Concrètement il s’agissait d’un vaste domaine que la Société française de production à laquelle il appartenait avait concédé à un exploitant de longues années auparavant en précisant qu’il n’aurait pas droit au statut du fermage. Ce « concessionnaire » avait, pour des raisons diverses, cessé d’exploiter et certaines parcelles laissées en friche s’étaient couvertes d’une végétation spontanée et étaient devenues « des bois par semis naturel ». A ce titre elles avaient intéressé « un célèbre avionneur » qui les avait achetées pour agrandir sa réserve de chasse. C’est contre cette vente que s’élevait la SAFER qui en demandait la nullité.
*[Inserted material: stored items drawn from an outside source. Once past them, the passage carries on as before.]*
PR #3395, opened 2026-06-15
Fix EpollTest.CycleOfOneDisallowed

co63oc:
Fix EpollTest.CycleOfOneDisallowed, EpollTest.CycleOfThreeDisallowed, update test/initramfs/src/conformance/gvisor/blocklists/epoll_test

### DIFF
--- a/kernel/src/events/epoll/file.rs
+++ b/kernel/src/events/epoll/file.rs
@@ -26,6 +26,10 @@ use crate::{
     util::ioctl::RawIoctl,
 };
 
+/// Global mutex to prevent parallel cycle formation in epoll topologies.
+/// Reference: <https://elixir.bootlin.com/linux/v6.18/source/fs/eventpoll.c#L258>
+static EPNESTED_MUTEX: Mutex<()> = Mutex::new(());
+
 /// A file-like object that provides epoll API.
 ///
 /// Conceptually, we maintain two lists: one consists of all interesting files,
@@ -48,6 +52,19 @@ pub struct EpollFile {
     ready: Arc<ReadySet>,
     /// The pseudo path associated with this epoll file.
     pseudo_path: Path,
+    /// Serializes epoll_ctl operations (check + insert) to prevent TOCTOU races.
+    /// Reference: <https://elixir.bootlin.com/linux/v6.18/source/fs/eventpoll.c#L2316>
+    mtx: Mutex<()>,
+}
+
+/// Result of the reachability check.
+enum ReachResult {
+    /// Cycle detected.
+    Found,
+    /// Nesting depth exceeded limit.
+    TooDeep,
+    /// Not found.
+    NotFound,
 }
 
 impl EpollFile {
@@ -59,10 +76,12 @@ impl EpollFile {
             interest: Mutex::new(BTreeSet::new()),
             ready: Arc::new(ReadySet::new()),
             pseudo_path,
+            mtx: Mutex::new(()),
         })
     }
 
     /// Controls the interest list of the epoll file.
+    /// Reference: <https://elixir.bootlin.com/linux/v6.18/source/fs/eventpoll.c#L2316>
     pub fn control(&self, thread_local: &ThreadLocal, cmd: &EpollCtl) -> Result<()> {
         let fd = match cmd {
             EpollCtl::Add(fd, ..) => *fd,
@@ -73,6 +92,27 @@ impl EpollFile {
         let mut file_table = thread_local.borrow_file_table_mut();
         let file = get_file_fast!(&mut file_table, fd).into_owned();
         drop(file_table);
+
+        // Reject cycles: an epoll file cannot monitor itself or form indirect cycles.
+        if let EpollCtl::Add(..) = cmd {
+            if (self as *const _ as *const ()) == (file.as_ref() as *const _ as *const ()) {
+                return_errno_with_message!(Errno::EINVAL, "epoll file cannot be added to itself");
+            }
+            if let Some(target_epoll) = file.downcast_ref::<EpollFile>() {
+                // Lock ordering: epnested_mutex -> mtx
+                let _epnested_guard = EPNESTED_MUTEX.lock();
+                self.check_cycle(target_epoll)?;
+
+                let _mtx_guard = self.mtx.lock();
+                let EpollCtl::Add(fd, ep_event, ep_flags) = *cmd else {
+                    unreachable!()
+                };
+                return self.add_interest(fd, file, ep_event, ep_flags);
+            }
+        }
+
+        // For non-epoll ADD or DEL/MOD operations
+        let _mtx_guard = self.mtx.lock();
 
         match *cmd {
             EpollCtl::Add(fd, ep_event, ep_flags) => {
@@ -249,6 +289,84 @@ impl EpollFile {
     fn warn_unsupported_flags(&self, flags: &EpollFlags) {
         if flags.intersects(EpollFlags::EXCLUSIVE | EpollFlags::WAKE_UP) {
             warn!("{:?} contains unsupported flags", flags);
+        }
+    }
+
+    /// Maximum number of nesting allowed inside epoll sets.
+    /// Reference: <https://elixir.bootlin.com/linux/v6.18/source/fs/eventpoll.c#L94>
+    const EP_MAX_NESTS: usize = 4;
+
+    /// Checks whether adding `target` as an interest of `self` would create a cycle
+    /// or exceed the maximum nesting depth.
+    /// Reference: <https://elixir.bootlin.com/linux/v6.18/source/fs/eventpoll.c#L2132>
+    fn check_cycle(&self, target: &EpollFile) -> Result<()> {
+        let self_ptr = self as *const Self as *const ();
+        let mut visited = Vec::new();
+        match target.can_reach(self_ptr, &mut visited, 0) {
+            ReachResult::Found => {
+                return_errno_with_message!(
+                    Errno::ELOOP,
+                    "adding this fd would create an epoll cycle"
+                );
+            }
+            ReachResult::TooDeep => {
+                return_errno_with_message!(
+                    Errno::ELOOP,
+                    "adding this fd would exceed the maximum epoll nesting depth"
+                );
+            }
+            ReachResult::NotFound => Ok(()),
+        }
+    }
+
+    /// Checks whether an epoll file at the given raw pointer is reachable by
+    /// recursively traversing the epoll files monitored by `self`.
+    fn can_reach(
+        &self,
+        target_ptr: *const (),
+        visited: &mut Vec<*const ()>,
+        depth: usize,
+    ) -> ReachResult {
+        let self_ptr = self as *const Self as *const ();
+
+        if self_ptr == target_ptr {
+            return ReachResult::Found;
+        }
+
+        if depth > Self::EP_MAX_NESTS {
+            return ReachResult::TooDeep;
+        }
+
+        if visited.contains(&self_ptr) {
+            return ReachResult::NotFound;
+        }
+
+        visited.push(self_ptr);
+
+        let files: Vec<Arc<dyn FileLike>> = {
+            let interest = self.interest.lock();
+            interest.iter().filter_map(|entry| entry.0.file()).collect()
+        };
+
+        let mut max_depth_reached = false;
+        for file in &files {
+            if let Some(ep) = file.downcast_ref::<EpollFile>() {
+                let ep_ptr = ep as *const EpollFile as *const ();
+                if ep_ptr == target_ptr {
+                    return ReachResult::Found;
+                }
+                match ep.can_reach(target_ptr, visited, depth + 1) {
+                    ReachResult::Found => return ReachResult::Found,
+                    ReachResult::TooDeep => max_depth_reached = true,
+                    ReachResult::NotFound => {}
+                }
+            }
+        }
+
+        if max_depth_reached {
+            ReachResult::TooDeep
+        } else {
+            ReachResult::NotFound
         }
     }
 }
--- a/kernel/src/events/epoll/entry.rs
+++ b/kernel/src/events/epoll/entry.rs
@@ -104,7 +104,7 @@ impl Entry {
     ///
     /// Since an epoll entry only holds a weak reference to the file,
     /// it is possible (albeit unlikely) that the file has been dropped.
-    fn file(&self) -> Option<Arc<dyn FileLike>> {
+    pub(super) fn file(&self) -> Option<Arc<dyn FileLike>> {
         self.key.file.upgrade().map(KeyableArc::into)
     }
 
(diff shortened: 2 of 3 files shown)


kernel/src/syscall/epoll.rs
```diff
@@ -64,6 +64,10 @@ pub fn sys_epoll_ctl(
     const EPOLL_CTL_DEL: i32 = 2;
     const EPOLL_CTL_MOD: i32 = 3;
 
+    if epfd == fd {
+        return_errno_with_message!(Errno::EINVAL, "epfd and fd are the same");
+    }
```
StevenJiang1110: https://elixir.bootlin.com/linux/v7.0/source/fs/eventpoll.c#L2272

```C
    /*
	 * We have to check that the file structure underneath the file descriptor
	 * the user passed to us _is_ an eventpoll file. And also we do not permit
	 * adding an epoll file descriptor inside itself.
	 */
	error = -EINVAL;
	if (fd_file(f) == fd_file(tf) || !is_file_epoll(fd_file(f)))
		goto error_tgt_fput;
```

Looking at the Linux implementation, it does not directly compare file descriptors for equality — instead, it checks whether both file descriptors refer to the same underlying file. We should do the same:

```rust
    let file = get_file_fast!(&mut file_table, epfd.try_into()?).into_owned();

    let controlled_file = get_file_fast!(&mut file_table, fd.try_into()?);
    if Arc::ptr_eq(&controlled_file, &file) {
        return_errno_with_message!(Errno::EINVAL, ".....");
    }
```

It might also be cleaner to add this check right after line 90?

StevenJiang1110 (approved):
Thanks for fixing this problem!

kernel/src/syscall/epoll.rs
co63oc: Thanks. Actually there are two tests here. The other one is EpollTest.CycleOfThreeDisallowed. I tried to modify it as such, but CycleOfThreeDisallowed still had errors. Therefore, I only modified CycleOfOneDisallowed. 
 This modification was not very good, and I have fixed it now

lrh2000: The new check is still racy because the file behind a FD can change concurrently. So this is a [TOCTOU problem](https://en.wikipedia.org/wiki/Time-of-check_to_time-of-use).

In other words, the file can be changed immediately after it is obtained from `get_file_fast`, so the check won't make any sense if you drop it. Take care with races in kernel programming.

This check has to be done in `Epolll::control`, e.g.,
```patch
diff --git a/kernel/src/events/epoll/file.rs b/kernel/src/events/epoll/file.rs
index 5675bb3e2..db37965dc 100644
--- a/kernel/src/events/epoll/file.rs
+++ b/kernel/src/events/epoll/file.rs
@@ -74,6 +74,14 @@ impl EpollFile {
         let file = get_file_fast!(&mut file_table, fd).into_owned();
         drop(file_table);
 
+        // A deadlock can occur if an epoll file becomes ready, wakes up other epoll files, and then
+        // loops back to itself. So we must reject all such loops in advance.
+        //
+        // FIXME: A complete loop detection mechanism needs to be implemented here.
+        if core::ptr::addr_eq(self, file.as_ref()) {
+            return_errno_with_message!(Errno::EINVAL, "epoll files must not form a loop");
+        }
+
         match *cmd {
             EpollCtl::Add(fd, ep_event, ep_flags) => {
                 self.add_interest(fd, file, ep_event, ep_flags)
```

> CycleOfThreeDisallowed

We need to have a complete loop detection mechanism here, as you've noted and I wrote in the comment above. It is of course a hard job and the Linux implementation is also quite complex.

co63oc: done, EpollTest.CycleOfThreeDisallowed can pass the test @lrh2000

lrh2000: Firstly, please try to be more concise when writing comments. Most of the comments you have added here are clearly generated by an LLM and have no value.


 - Please read my previous comments. https://github.com/asterinas/asterinas/pull/3371#discussion_r3425708960
> I'm really annoyed by LLM-generated comments. Please do not mention Linux internal type and function names. Providing a reference link describing the behavior is sufficient.
> 
>     * **Bad:** `Matches Linux xxx method, which yyy`
> 
>     * **Good:** `Linux will yyy. Reference: <Linux source code link>`
 - If there is a good reason for doing something --- for instance, forming a loop would cause a deadlock --- then explaining the reason is sufficient. There is no need to mention the behavior of the Linux operating system. At least, we should not use too many words to describe the Linux implementation details, as that makes no sense. The Linux side may have a similar implementation, but that may not be the main reason why we do something.
 - You don't need to repeat what I said in the code comments. This is a basic error to avoid, and there is no need to include it in the code comments. Otherwise, our entire codebase would be filled with such useless comments.

---

Could you please read the code yourself and write some comments by hand? This will demonstrate your understanding of the code. First, you need to learn how to do things yourself so that you can fix the LLM's output. If you don't know how to do something, you won't be able to fix the LLM either.

lrh2000 (changes requested):
Changes generated by LLM that require further review. Please try to self-review the changes first.

kernel/src/syscall/epoll.rs
co63oc: So, I understand the current steps as follows:
The code and its associated tests are without issue and do not require modification
The comment needs to be corrected and modified to a link in the Linux code. It has been modified
Because LLM is currently being widely promoted, I am gradually getting familiar with it
In interactions with numerous LLMs and Agents, it seems somewhat out of place to write comments completely

co63oc:
> Changes generated by LLM that require further review. Please try to self-review the changes first.

Ok, because LLM is currently being widely promoted, I am gradually getting familiar with it

kernel/src/syscall/epoll.rs
lrh2000: > The code and its associated tests are without issue and do not require modification

I didn't even start checking it. I skimmed the changes and found too many comments generated by an LLM. There may be (significant) problems with the implementation as well.

> Because LLM is currently being widely promoted, I am gradually getting familiar with it
> In interactions with numerous LLMs and Agents, it seems somewhat out of place to write comments completely

I'm not sure what you mean by that. My point is that you can't use LLMs to generate code and comments that you don't understand and can't write by hand.

It's fine if you **are able to** write some code by hand in 60 minutes but you just use LLMs to write **the same piece of code** in only 10 minutes. But if you don't know how to write the code, then you shouldn't use an LLM to generate code for you. Instead, you should learn and understand the existing code as much as possible. Only after you know exactly what you want should you start using an LLM.

In other words, you should be able to review the LLM's output. By "being able", you need to understand the existing code. Simply forwarding a problem, such as a failed gVisor test or a reviewer's comment, to an LLM will not help you learn.

kernel/src/events/epoll/file.rs
```diff
@@ -251,6 +273,61 @@ impl EpollFile {
...
+        {
+            return false;
+        }
+
+        // Collect the files in the interest list, then drop the lock before recursing.
+        // We keep `Arc<dyn FileLike>` alive so that `downcast_ref` references remain valid.
+        let files: Vec<Arc<dyn FileLike>> = {
+            let interest = self.interest.lock();
+            interest.iter().filter_map(|entry| entry.0.file()).collect()
+        };
```
lrh2000, line 349: The implementation is likely to be fundamentally wrong either. How can you prove the code to be race-free?

kernel/src/events/epoll/file.rs
```diff
@@ -251,6 +273,61 @@ impl EpollFile {
...
+    fn can_reach(&self, target: &EpollFile, visit_id: usize) -> bool {
+        if (self as *const _ as *const ()) == (target as *const _ as *const ()) {
+            return true;
+        }
+
+        // Skip already-visited epoll files.
+        if self
+            .visit_id
+            .swap(visit_id, core::sync::atomic::Ordering::Relaxed)
+            == visit_id
```
lrh2000: Fundamentally wrong. How can this code be correct if the system calls are called concurrently?

lrh2000:
So please double-check that you understand and follow this guideline. I am now very skeptical that you understand what the code is doing.

> It's fine if you **are able to** write some code by hand in 60 minutes but you just use LLMs to write **the same piece of code** in only 10 minutes. But if you don't know how to write the code, then you shouldn't use an LLM to generate code for you. Instead, you should learn and understand the existing code as much as possible. Only after you know exactly what you want should you start using an LLM.
> 
> In other words, you should be able to review the LLM's output. By "being able", you need to understand the existing code. Simply forwarding a problem, such as a failed gVisor test or a reviewer's comment, to an LLM will not help you learn.

co63oc:
 I searched from the list of issues, but the race condition issue was not mentioned in the list. Perhaps I need to check against the code

lrh2000:
> https://github.com/asterinas/ccf-open-inno-competition I searched from the list of issues, but the race condition issue was not mentioned in the list.

We are a kernel project. Our goal is to develop a kernel that can function properly in a production environment. There's no need to list all the rules a correct kernel should follow. It is important to become familiar with kernel programming.

---

Also: https://www.gitlink.org.cn/competitions/track1_2026Asterinas?login=ppr2eztn8&websiteName=educoder

> 三、评审标准框架
> 
> 参赛者按照通常的开源贡献惯例和流程通过PR提交代码，只有被上游仓库合并的PR才会被算作参赛评奖的依据。上游仓库有严格的开源代码审查制度，会从代码的正确性、高效性、安全性、可读性、可维护性等多个方面做代码评审，并给出具体反馈意见。与普通开源贡献者一样，参赛者需要根据这些代码评审意见完善和迭代PR，直到被上游接收。
> 
> 在提交PR之前，参赛同学应该认真阅读编码指南（https://asterinas.github.io/book/to-contribute/coding-guidelines/index.html）、研读代码库现有风格和规范，遵循最佳实践，保证提交代码的贡献。
> 
> 对于AI辅助生成的代码，作者必须认真履行自我评审的义务，完全理解代码、确保代码质量之后，再提交正式PR。
> 
> 对于不符合规范的代码或明显低质量的PR，上游仓库的维护者有权拒绝评审。

Especially:

 1. `正确性、高效性、安全性、可读性、可维护性`

This includes ensuring the code is correct. Racy code is not correct code.

 2. `对于AI辅助生成的代码，作者必须认真履行自我评审的义务，完全理解代码、确保代码质量之后，再提交正式PR。`

So you need to understand the code.

kernel/src/events/epoll/file.rs
co63oc: Here the modification has added the use of an EpollFile mutex lock for check_cycle.

kernel/src/events/epoll/file.rs
co63oc: Here the modification has added the use of an EpollFile mutex lock

co63oc:
> So please double-check that you understand and follow this guideline. I am now very skeptical that you understand what the code is doing.
> 
> > It's fine if you **are able to** write some code by hand in 60 minutes but you just use LLMs to write **the same piece of code** in only 10 minutes. But if you don't know how to write the code, then you shouldn't use an LLM to generate code for you. Instead, you should learn and understand the existing code as much as possible. Only after you know exactly what you want should you start using an LLM.
> > In other words, you should be able to review the LLM's output. By "being able", you need to understand the existing code. Simply forwarding a problem, such as a failed gVisor test or a reviewer's comment, to an LLM will not help you learn.

Refer to https://elixir.bootlin.com/linux/v6.18/source/fs/eventpoll.c#L2247
The logic in the code has been modified, and a global lock and an EpollFile mutex have been added. A depth judgment for the loop has been added. If it exceeds a certain number, it is also determined as not being able to add.
The global lock is used to check for cycles, while the EpollFile mutex is used to check for additions or modifications. The logic now seems clearer

Global Lock (EPNESTED_MUTEX)
Prevents parallel cycle formation across multiple epoll instances. When multiple threads concurrently execute EPOLL_CTL_ADD on different epoll files, each thread's cycle check might pass individually.
Lock ordering: epnested_mutex → mtx (acquired before the per-instance lock)
Example scenario without this lock:
Thread A: epoll_ctl(ep1, ADD, ep2) - cycle check passes
Thread B: epoll_ctl(ep2, ADD, ep1) - cycle check passes
Result: ep1→ep2→ep1 

Per-Instance Lock (mtx)
Serializes operations on a single EpollFile to prevent TOCTOU (Time-of-Check-Time-of-Use) races. It protects the entire check-then-insert sequence in epoll_ctl, ensuring that between the cycle check and the actual insertion.

Combined Usage
For EPOLL_CTL_ADD on an epoll file:
Acquire EPNESTED_MUTEX (global)
Execute check_cycle (traverse graph, no mtx held)
Acquire mtx (per-instance)
Execute add_interest
Release both locks

tatetian:
@co63oc We welcome first-time contributors like you, whether you are participating in a competition or not. But you must show that you have the sufficient expertise and professionalism. If you can't fully understand how the code works, I suggest that you pick an easier problem that is more manageable to your skill level. Epoll is one of the key kernel mechanism and due to its event-driven nature, the implementation must be carefully crafted to deal with all kinds of concurrency conditions. 

> the race condition issue was not mentioned in the list.

Given the fact that you are not even aware of the importance of handling race conditions, I can safely say that you have little prior experience in kernel programing and can hardly take the full responsibility for the code changing epoll.

In addition, I skimmed through the code. It is full of references to Linux's internal logic and use of pointers. This suggests that you instructed AI to implement the Rust code to mirror Linux's C code. No Asterinas code is written by "translating" Linux's code code function by function. Translation of GPL code must also be licensed as GPL, but Asterinas is MPL licensed.

Asterinas code does include references to Linux's source code, but we do so only when we try to match Linux's definitions, ABIs, or user-visible behaviors that are not documented and can only be understood by reading the source code.

Similar to other open-source projects, we reserve the right to shut down or deny reviewing low-quality AI-generated PRs. For the reasons above, I am using this right to close this PR.

You are still welcome to pick easier problems that match your skill level. Thank you.

co63oc:
> @co63oc We welcome first-time contributors like you, whether you are participating in a competition or not. But you must show that you have the sufficient expertise and professionalism. If you can't fully understand how the code works, I suggest that you pick an easier problem that is more manageable to your skill level. Epoll is one of the key kernel mechanism and due to its event-driven nature, the implementation must be carefully drafted to deal with all kinds of concurrency conditions.
> 
> > the race condition issue was not mentioned in the list.
> 
> Given the fact that you are not even aware of the importance of handling race conditions, I can safely say that you have little prior experience in kernel programing and can hardly take the full responsibility for the code changing epoll.
> 
> In addition, I skimmed through the code. It is full of references to Linux's internal logic and use of pointers. This suggests that you instructed AI to implement the Rust code to mirror Linux's C code. No Asterinas code is written by "translating" Linux's code code function by function. Translation of GPL code must also be licensed as GPL, but Asterinas is MPL licensed.
> 
> Asterinas code does include references to Linux's source code, but we do so only when we try to match Linux's definitions, ABIs, or user-visible behaviors that are not documented and can only be understood by reading the source code.
> 
> Similar to other open-source projects, we reserve the right to shut down or deny reviewing low-quality AI-generated PRs. For the reasons above, I am using this right to close this PR.
> 
> You are still welcome to pick easier problems that match your skill level. Thank you.

This is very wise and will be of great help to those who need to use AI in the future. Each self-contained system should have a set of rules and gradually move forward. Thank you for your reply. I will do my best to create contributions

Pour trancher, il fallait donc savoir si l’on devait prendre en considération la situation réelle et actuelle ou la situation juridique de ces terres.
Après le tribunal, la cour de VERSAILLES considère que « la nature des fonds ou terrains doit être appréciée à partir de l’ensemble des éléments fixant le statut administratif et foncier desdits fonds ». Elle relève qu’à l’origine ces parcelles avaient été qualifiées de terres agricoles pour être concédées à un exploitant précaire et, que d’autre part l’administration des impôts les avaient classées « en terres et prés » sans que ce classement, modifié par la suite à titre temporaire, ait changé au moment de la vente. Elle ajoute que « l’évolution naturelle des lieux n’altère en rien la préexistence d’un fonds agricole ni la vocation agricole des terres » ; elle note enfin qu’il s’agit en fait « plus de friches et taillis que de véritables bois » et que leur remise en culture est facile.
Dans ces conditions, il ne lui restait qu’à prononcer la nullité de la vente faite au mépris du droit de préemption puisque la nullité en est la sanction de principe (V. art. L.412-12 c. Rur.), à laquelle peut s’ajouter l’attribution de dommages-intérêts.